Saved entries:
────────────────────
PR #745, opened 2020-07-06
Runtime version support for IcedTea-Web

hendrikebbers:
Adds AdoptOpenJDK / OpenJDK support information (supported versions) to the `IcedTea-Web `and `Migration` pages.


hendrikebbers:
@karianna that is not a new page. I only added a section but it looks like my commit changed the line feed of the file. Will have a look.

karianna:
@hendrikebbers - Did you manage to check what you needed?

hendrikebbers:
@gdams I think the problem is on my local machine. From time to time git changes the LF of files that I commit from LF to CRLF. Have not found a solution for that so far... Changed the linefeed by hand. Now it looks good here.

PR #2, opened 2019-12-13
rename enterprise_catalog to catalog

adamstankiewicz:


nedbat:
Are we sure "catalog" with no modifier whatsoever will serve us best in the long run? We'll never have another kind of catalog? What;s in this catalog?

PR #10, opened 2019-12-17
add catalog app, adds CatalogQuery model and migrations

adamstankiewicz:
## Description

TODO: Include a detailed description of the changes in the body of the PR

## Manual Test Plan

TODO: Include instructions for any required manual tests, and any manual testing that has
already been performed.

## Testing Checklist
- TODO: Include unit, integration, acceptance tests as appropriate
- TODO: Include accessibility (a11y) tests
- TODO: Include tests that capture the external-query scaling properties
- [ ] Check that Database migrations are backwards-compatible
- [ ] Manually test right-to-left languages and i18n
  of the changes.

## Non-testing Checklist
- TODO: Tag DevOps on your PR (user `edx/devops`), either for review
  (more specific to devops = better) or just a general FYI.
- TODO: Consider any documentation your change might need, and which
  users will be affected by this change.
- TODO: Double-check that your commit messages will make a meaningful release note.

## Post-review
- TODO: Squash commits into discrete sets of changes (see the note about release notes above)

## Reviewers
If you've been tagged for review, please check your corresponding box once you've given the :+1:.
- [ ] Code review #1 (TODO: tag a specific user)
- [ ] Code review #2 (TODO: tag a specific user)
- [ ] Docs review (required for UI strings/error messages)
- [ ] UX review
- [ ] Accessibility review
- [ ] Product review

### Areas to Consider
- [ ] i18n 
    - Are all user-facing strings tagged?
- [ ] Right-to-left
    - Will the feature work for right-to-left languages?
- [ ] Analytics
    - Are any new events being emitted?
    - Have any events been changed?
    - Are there any new user actions that should be emitted as events?
- [ ] Performance
    - What dimensions does this change scale over? Users? Courses? Course size?
    - How does the feature scale over those dimensions? Sub-linear? Linear? Quadratic? Exponential?
    - How does the scaling affect the number of external calls (database queries,
      api requests, etc) that this code makes?
- [ ] Database migrations
    - Are they backwards compatible?
    - When they run on production, how long will they take? Will they lock the table?


enterprise_catalog/apps/catalog/models.py
```diff
@@ -0,0 +1,44 @@
...
+class CatalogQuery(models.Model):
+    """
+    Stores a re-usable catalog query.
+
+    .. no_pii:
+    """
+
+    title = models.CharField(
+        default='All Content',
+        max_length=255,
```
bbaker6225, line 19: nit: I personally prefer setting a tighter constraint on max length if we can, but that's not really important

enterprise_catalog/apps/catalog/models.py
```diff
@@ -0,0 +1,44 @@
+import collections
+
+from jsonfield.fields import JSONField
+from model_utils.models import TimeStampedModel
+
+from django.db import models
+from django.utils.translation import gettext as _
+
+
+class CatalogQuery(models.Model):
```
bbaker6225, line 10: Not sure if you're planning on waiting until you have more of the models created, but I think factories for the models would be nice to have

bbaker6225 (approved):
Small comments but nice overall ⛵️

enterprise_catalog/apps/catalog/models.py
adamstankiewicz: Good question. At the moment, I'm not entirely sure how to set those up so I'll hold off for now. Maybe once all the models are defined, we can do a pass through to create factories?

PR #11, opened 2019-12-18
Add EnterpriseCatalog model

adamstankiewicz:
## Description

Adds `EnterpriseCatalog` model.


enterprise_catalog/apps/catalog/models.py
```diff
@@ -41,4 +43,48 @@ def __str__(self):
...
+
+    .. no_pii:
+    """
+
+    uuid = models.UUIDField(
+        primary_key=True,
+        default=uuid4,
+        editable=False
+    )
+    enterprise_uuid = models.CharField(
```
bbaker6225: Are we linking with `uuid` or just `id`? If we're doing `uuid` I'd think we'd want to use a `UUIDField`, and if `id`then probably an `IntegerField`

enterprise_catalog/apps/catalog/models.py
```diff
@@ -41,4 +43,48 @@ def __str__(self):
...
+        max_length=255,
+        blank=False,
+    )
+    content_catalog_query = models.ForeignKey(
+        CatalogQuery,
+        blank=False,
+        null=False,
```
bbaker6225, line 65: Could a `null` `CatalogQuery` potentially mean something like there is no restriction on the catalog? Not sure how that's currently represented as a query

enterprise_catalog/apps/catalog/models.py
```diff
@@ -41,4 +43,48 @@ def __str__(self):
...
+        related_name='content_catalog_queries',
```
bbaker6225: I think we want the `related_name` to be `enterprise_catalog`.  I'd also suggest that we make the field name just `catalog_query` now that we changed the model name

enterprise_catalog/apps/catalog/models.py
adamstankiewicz: A catalog with a content filter of an empty object (ie., `{}`) represents "All Content" or no restrictions on the catalog. If an enterprise has no restriction on that, there should be a shared catalog that represents "All Content"  for that case.

bbaker6225 (approved):

PR #12, opened 2019-12-18
Add CatalogContentKey model and migrations

adamstankiewicz:


enterprise_catalog/apps/catalog/models.py
```diff
@@ -63,7 +63,7 @@ class EnterpriseCatalog(TimeStampedModel):
         CatalogQuery,
         blank=False,
         null=False,
-        related_name='enterprise_catalog',
+        related_name='enterprise_catalogs',
```
bbaker6225, line 66: Shouldn't it still be singular since it's a foreign key?

enterprise_catalog/apps/catalog/models.py
```diff
@@ -85,3 +85,46 @@ def __str__(self):
...
+    Associates a stored catalog query with an enterprise customer.
+
+    .. no_pii:
+    """
+
+    catalog_query = models.ForeignKey(
+        CatalogQuery,
+        blank=False,
+        null=False,
+        related_name='catalog_content_keys',
```
bbaker6225, line 101: Same thing with plural/foreign key thing

enterprise_catalog/apps/catalog/models.py
adamstankiewicz: From reading the docs about `related_name`, it's used when referring back to `EnterpriseCatalog` from a `CatalogQuery` object. Based on the docs, it'd be like:
```
q = CatalogQuery
q.enterprise_catalogs.count()
```
in which case, the plural makes more sense. We use plural within `edx-enterprise` as well.

enterprise_catalog/apps/catalog/models.py
adamstankiewicz: See response above.

enterprise_catalog/apps/catalog/models.py
bbaker6225: Whoops yep, got the relationship backwards for a second

bbaker6225 (approved):

PR #16, opened 2019-12-19
Add ContentMetadata model

adamstankiewicz:
## Description

* Adds `ContentMetadata` model.
* Ensures its added to Django admin screen
* Migrations

## Ticket Link

Link to the associated ticket
[ENT-2447](https://openedx.atlassian.net/browse/ENT-2447)

## Post-review


enterprise_catalog/apps/catalog/models.py
```diff
@@ -101,12 +169,14 @@ class CatalogContentKey(TimeStampedModel):
         related_name='catalog_content_keys',
         on_delete=models.deletion.CASCADE
     )
-    content_key = models.CharField(
-        max_length=255,
+    content_key = models.ForeignKey(
```
adamstankiewicz, line 171: The link between `CatalogContentKey` and `ContentMetadata` is on `content_key`, so I'm introducing a foreign key relationship here on the `content_key` column.

enterprise_catalog/apps/catalog/models.py
```diff
@@ -20,7 +20,8 @@ class CatalogQuery(models.Model):
         default='All Content',
         max_length=255,
         blank=False,
-        null=False
+        null=False,
+        unique=True
```
bbaker6225: `unique=True` with a non-unique default value feels a little odd to me, but maybe it's normal?

bbaker6225 (approved):

PR #26, opened 2019-12-27
Miscellaneous model field updates

adamstankiewicz:
## Description

* Add `unique` constraint on `title` on `CatalogQuery` and removes default
* Add `unique` constraint on `title` on `EnterpriseCatalog` and removes default
* Add `unique_together` constraint on `EnterpriseCatalog` for `enterprise_uuid` and `catalog_query`
* Ensure `enterprise_uuid` is a required field on `EnterpriseCatalog`
* Add index to `parent_content_key` on `ContentMetadata`
* Add history table to `ContentMetadata`

## Ticket Link

Link to the associated ticket
[ENT-2447](https://openedx.atlassian.net/browse/ENT-2447)

## Post-review


enterprise_catalog/apps/catalog/models.py
```diff
@@ -63,12 +63,15 @@ class EnterpriseCatalog(TimeStampedModel):
         editable=False
     )
     title = models.CharField(
-        default='All Content',
         max_length=255,
         blank=False,
-        null=False
+        null=False,
+        unique=True
```
brittneyexline: we might not want title to be unique on this model... despite what i may have said earlier. i think it's more relevant on the CatalogQuery model than here.

brittneyexline (approved):
just one small thing to address before merging!

PR #30, opened 2020-01-06
API endpoint for enterprise catalog CRUD operations

adamstankiewicz:
## Description

This PR adds an endpoint for CRUD operations on the `EnterpriseCatalog` model.

Some other minor changes are included:

- `course_run` is now changed to `courserun` to reflect what comes back in the data
-  adds some `REST_FRAMEWORK` settings to generate docs at `/api-docs` and set up pagination
-  Drops `title` from `CatalogQuery`

## Ticket Link

[ENT-2448](https://openedx.atlassian.net/browse/ENT-2448)

## Post-review


enterprise_catalog/apps/api/v1/serializers.py
```diff
@@ -0,0 +1,100 @@
...
+class CatalogContentKeySerializer(QuerySerializerMixin, serializers.ModelSerializer):
+    """
+    Serializer for the `CatalogContentKey` model
+    """
+
+    class Meta:
+        model = CatalogContentKey
+        fields = ['id']
+
+class EnterpriseCatalogSerializer(QuerySerializerMixin, serializers.ModelSerializer):
```
brittneyexline: i assume that this serializer should own all the CRUD operations for Enterprise Catalog, so it will need to be updated to support that.

enterprise_catalog/apps/api/v1/serializers.py
```diff
@@ -0,0 +1,100 @@
...
+
+    class Meta:
+        model = EnterpriseCatalog
+        fields = ['uuid', 'title', 'enterprise_customer']
+
+    def get_enterprise_customer(self, obj):
+        return obj.enterprise_uuid
+
+
+class EnterpriseCatalogDetailSerializer(EnterpriseCatalogSerializer):
```
brittneyexline: for this, we may want to rename to something like `EnterpriseCatalogContentMetadataSerializer` and not inherit from `EnterpriseCatalogSerializer`, since this will be read only. This seems to be geared towards supporting the `get_enterprise_catalog` functionality in the ticket, and I suspect it won't own the logic for `is_content_in_catalog` (that will probably have its own serializer).

My idea for what this serializer would do is to basically join from `EnterpriseCatalog` to `CatalogQuery` to `CatalogContentKey` to `ContentMetadata` via foreign key relationships. This should be agnostic of the discovery service at this point.

enterprise_catalog/apps/api/v1/views.py
```diff
@@ -1 +1,25 @@
...
+
+
+class EnterpriseCatalogViewSet(viewsets.ViewSet):
+    """ TODO """
+    def list(self, request):
+        queryset = EnterpriseCatalog.objects.all()
+        serializer = EnterpriseCatalogSerializer(queryset, many=True)
+        return Response(serializer.data)
+
+    def retrieve(self, request, pk=None):
```
brittneyexline: let's keep retrieve here as returning the model's data instead of doing the content metadata - i would prefer a separate endpoint for that; it could be a custom method on this viewset though.

enterprise_catalog/apps/catalog/models.py
```diff
@@ -108,6 +108,41 @@ class Meta:
         unique_together = (("enterprise_uuid", "catalog_query"),)
         app_label = 'catalog'
 
+    def get_paginated_content(self, query_parameters=None):
```
brittneyexline: not sure if this should live here... i realize this was started based off edx-enterprise code which is why it is here. it might make sense in the end or not, just food for thought as we refine this implementation.

brittneyexline (commented):
i think we should consider making separate PRs for the EnterpriseCatalog CRUD endpoints vs. returning content_metadata and is_content_in_catalog. That will likely unblock the other tickets faster and make this easier to review.

enterprise_catalog/apps/api/v1/serializers.py
bbaker6225: 👍 removing logic around this stuff from this PR to just get basic CRUD for `EnterpriseCatalog`

enterprise_catalog/apps/api/v1/serializers.py
```diff
@@ -0,0 +1,71 @@
...
+        model = CatalogContentKey
+        fields = ['id']
+
+
+class EnterpriseCatalogSerializer(QuerySerializerMixin, serializers.ModelSerializer):
+    """
+    Serializer for the `EnterpriseCatalog` model
+    """
+    enterprise_customer = serializers.UUIDField(source='enterprise_uuid')
+    # content_filter = This is in the mgmt command WIP, but not sure if it should be part of this serializer
```
bbaker6225: @brittneyexline Do you mind giving a little more detail on the `content_filter` that we expect to write to this endpoint as part of the management command? 
I know that `content_filter` is related to the catalog by the foreign key on `EnterpriseCatalog` to `CatalogQuery`, but I'm not sure how we plan to populate `CatalogQuery.title` when creating the related query

brittneyexline: good question. my naive thought would be to just pass through the title sent along for the enterprise catalog, but then we have two titles that could start to diverge once another query with the same params is added somewhere else. based on this, i'm tempted to say we should drop title from `CatalogQuery`?

brittneyexline: to be clear (though i think you probably know), my expectation for this serializer is to create/fetch if it exists the `CatalogQuery` object with the `content_filter` value, and for that object to be keyed to from `EnterpriseCatalog`.

bbaker6225: Yeah I'm fine if we drop `CatalogQuery.title` if we're not using it for anything (which sounds like we're not). I wasn't sure if the title provided useful info to anyone

bbaker6225:
For permissions, are we planning on pulling the `EnterpriseCustomer` and `EnterpriseCustomerUser` into this IDA as well? `edx-enterprise` currently uses those for its permissions and I don't think I'm understanding how we plan to do it without them

brittneyexline:
another good question - i would say we should file a follow up story for permissions. we should be able to use rbac to do permissions without pulling in any other enterprise models. i can file this ticket for grooming tomorrow. for now, let's keep it simple and make the permission for staff users only.

enterprise_catalog/apps/api/v1/serializers.py
brittneyexline: it was probably just an oversight that we had title in both places.

enterprise_catalog/apps/api/v1/views.py
```diff
@@ -1 +1,22 @@
...
+    EnterpriseCatalogSerializer,
+)
+from enterprise_catalog.apps.catalog.models import EnterpriseCatalog
+
+
+class EnterpriseCatalogViewSet(viewsets.ModelViewSet):
+    """ View for CRUD operations on Enterprise Catalogs """
+    serializer_class = EnterpriseCatalogSerializer
+    queryset = EnterpriseCatalog.objects.all()
+    permission_classes = [permissions.IsAdminUser]
```
brittneyexline: i think this should be `permission_classes = [permissions.IsAuthenticated, permissions.IsAdminUser]` (at least i've seen this elsewhere). we should also add this line so that jwt authentication works: `authentication_classes = (JwtAuthentication, BearerAuthentication, SessionAuthentication,)`

bbaker6225: Good catch on auth classes. For permissions, `IsAdminUser` is a subset of `IsAuthenticated`, but I added it just to be explicit

enterprise_catalog/apps/api/v1/tests/test_views.py
```diff
@@ -0,0 +1,154 @@
...
+    def test_detail(self):
+        """
+        Verify the endpoint returns the details for a single enterprise catalog
+        """
+        url = reverse('api:v1:enterprise-catalog-detail', kwargs={'uuid': self.enterprise_catalog.uuid})
+        response = self.client.get(url)
+        self.assertEqual(response.status_code, status.HTTP_200_OK)
+        self.assertEqual(response.data, self.serialize_enterprise_catalog(self.enterprise_catalog))
+
+    def test_detail_unauthorized(self):
```
bbaker6225, line 93: Having an unauthorized test for each method feels excessive to me, but I went ahead and added them because I wasn't sure how granular we wanted to be in our restrictions (and the tests on those restrictions). Happy to remove all but one unauthorized test if people feel that we don't need this many

enterprise_catalog/apps/api/v1/serializers.py
```diff
@@ -0,0 +1,66 @@
...
+
+    def create(self, validated_data):
+        content_filter = validated_data.pop('content_filter')
+        catalog_query, _ = CatalogQuery.objects.get_or_create(
+            content_filter=content_filter,
+            content_filter_hash=get_content_filter_hash(content_filter),
+        )
+        return EnterpriseCatalog.objects.create(**validated_data, catalog_query=catalog_query)
+
+    def update(self, instance, validated_data):
```
christopappas, line 38: we don't call super() in this create or update, and while we don't have to if we don't need it, typically i see it when we're overriding some django function

what is to be gained by running super() here? not sure off hand, but it is a thing that caught my eye so i wanted to call it out

enterprise_catalog/apps/api/v1/tests/test_views.py
```diff
@@ -0,0 +1,163 @@
...
+        """
+        Verify the endpoint returns a list of all enterprise catalogs
+        """
+        url = reverse('api:v1:enterprise-catalog-list')
+        second_enterprise_catalog = EnterpriseCatalogFactory(catalog_query__content_filter='{"content_type":"course"}')
+        response = self.client.get(url)
+        self.assertEqual(response.status_code, status.HTTP_200_OK)
+        self.assertEqual(
+            response.data['results'],
+            self.serialize_enterprise_catalog([self.enterprise_catalog, second_enterprise_catalog], many=True)
```
christopappas: Maybe personal preference, but I would prefer asserts about the final state of the response. Maybe the length of the list, or the values of the items we would expect in that list. the serialize_enterprise_catalog method seems to be running code similar to what the non test code is doing, which feels more like duplicating the logic, and less about testing the final state of something that we would expect

enterprise_catalog/apps/api/v1/tests/test_views.py
christopappas: Takes 0 time to run I'm sure. I'd say we keep it for now

enterprise_catalog/apps/api/v1/urls.py
```diff
@@ -1,4 +1,20 @@
-""" API v1 URLs. """
+# -*- coding: utf-8 -*-
```
christopappas, line 1: nitpick and personal preference, but there are a lot of newlines in this file ><'

christopappas (approved):
👍 from me. a few nitpicky things, but nothing i think should stop rolling this out

enterprise_catalog/apps/api/v1/serializers.py
bbaker6225: Mm yeah. I'll add the super to `update` since that saves some boilerplate at the end. I'm pretty sure we don't want the `super` for create though (at least based on the examples I've seen)
https://www.django-rest-framework.org/api-guide/serializers/#saving-instances

enterprise_catalog/apps/api/v1/tests/test_views.py
bbaker6225: Yeah you're right. I took this idea from course-discovery... but I don't think it's very helpful in retrospect

enterprise_catalog/apps/api/v1/serializers.py
```diff
@@ -0,0 +1,57 @@
...
+            'uuid',
+            'title',
+            'enterprise_customer',
+            'enabled_course_modes',
+            'publish_audit_enrollment_urls',
+            'content_filter',
+        ]
+
+    def create(self, validated_data):
+        content_filter = validated_data.pop('content_filter')
```
brittneyexline, line 31: i had to do this locally in order to properly store the json string coming through the api: `content_filter = json.loads(validated_data.pop('content_filter'))`

bbaker6225: Not totally sure, but I believe DRF already handles the back and forth conversion for JSON (https://www.django-rest-framework.org/api-guide/fields/#jsonfield). Also, if you go to http://localhost:18160/api/v1/enterprise-catalog/ and use the rendered API POST/PUT form, `json.loads` will give you a type error but it works normally without it

brittneyexline: hmm. when calling from postman as well as from my script, i had to encode the json fields in order for the request parsing not to fail. when i viewed the objects created, they were stored as json strings, with quotes around the actual json. let me see if there is something wonky on my side.

bbaker6225: I guess I should say that the `JSONField` does validate and make sure that the incoming data is valid `json`, in case that's the issue

brittneyexline (approved):

PR #33, opened 2020-01-10
Added devstack config yml file to app repo

syedimranhassan:
## Description

Description of changes made

## Ticket Link

Link to the associated ticket

## Post-review


coryleeio (changes requested):
Since this is devstack specific you might consider moving it into the configuration/docker/build folder for this application and just add a COPY enterprise_catalog.yml /edx/etc/enterprise_catalog.yml to the dockerfile.  

Then you wouldn't have to have the strange config path as the config would be in /edx/etc like normal

PR #38, opened 2020-01-15
Refactoring to use a ManyToMany field for relationship between Conten…

christopappas:
…tMetadata and CatalogQuery

## Description

Removing CatalogContentKey table in favor of using a ManyToMany field

A snippet from the shell to see what working with this would look like:

```
>>> cq1 = CatalogQuery.objects.first()
>>> cq2 = CatalogQuery.objects.last()
>>> cm1 = ContentMetadata.objects.first()
>>> cm2 = ContentMetadata.objects.last() 
>>> 
>>> cm1.catalog_queries.add(cq1)
>>> cq1.contentmetadata_set.add(cm2)
>>> cq2.contentmetadata_set.add(cm2)
>>> 
>>> cq1.contentmetadata_set.all()
<QuerySet [<ContentMetadata: <ContentMetadata for 'testing'>>, <ContentMetadata: <ContentMetadata for 'testing3'>>]>
>>> cq2.contentmetadata_set.all()
<QuerySet [<ContentMetadata: <ContentMetadata for 'testing3'>>]>
>>> 
>>> cm1.catalog_queries.all()
<QuerySet [<CatalogQuery: <CatalogQuery with content filter hash '8393dd4a16f0e1c9723f9d9cfa2c39f1'>>]>
>>> cm2.catalog_queries.all()
<QuerySet [<CatalogQuery: <CatalogQuery with content filter hash '8393dd4a16f0e1c9723f9d9cfa2c39f1'>>, <CatalogQuery: <CatalogQuery with content filter hash '9a293a221790e7dd818b6c83adb7c98f'>>]>
>>> 
```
────────────────────
# Exercise objective
For this exercise, find all lines in the records containing the word "question" and copy them.

# Response box
adamstankiewicz: Good question. At the moment, I'm not entirely sure how to set those up so I'll hold off for now. Maybe once all the models are defined, we can do a pass through to create factories?
brittneyexline: good question. my naive thought would be to just pass through the title sent along for the enterprise catalog, but then we have two titles that could start to diverge once another query with the same params is added somewhere else. based on this, i'm tempted to say we should drop title from `CatalogQuery`?
another good question - i would say we should file a follow up story for permissions. we should be able to use rbac to do permissions without pulling in any other enterprise models. i can file this ticket for grooming tomorrow. for now, let's keep it simple and make the permission for staff users only.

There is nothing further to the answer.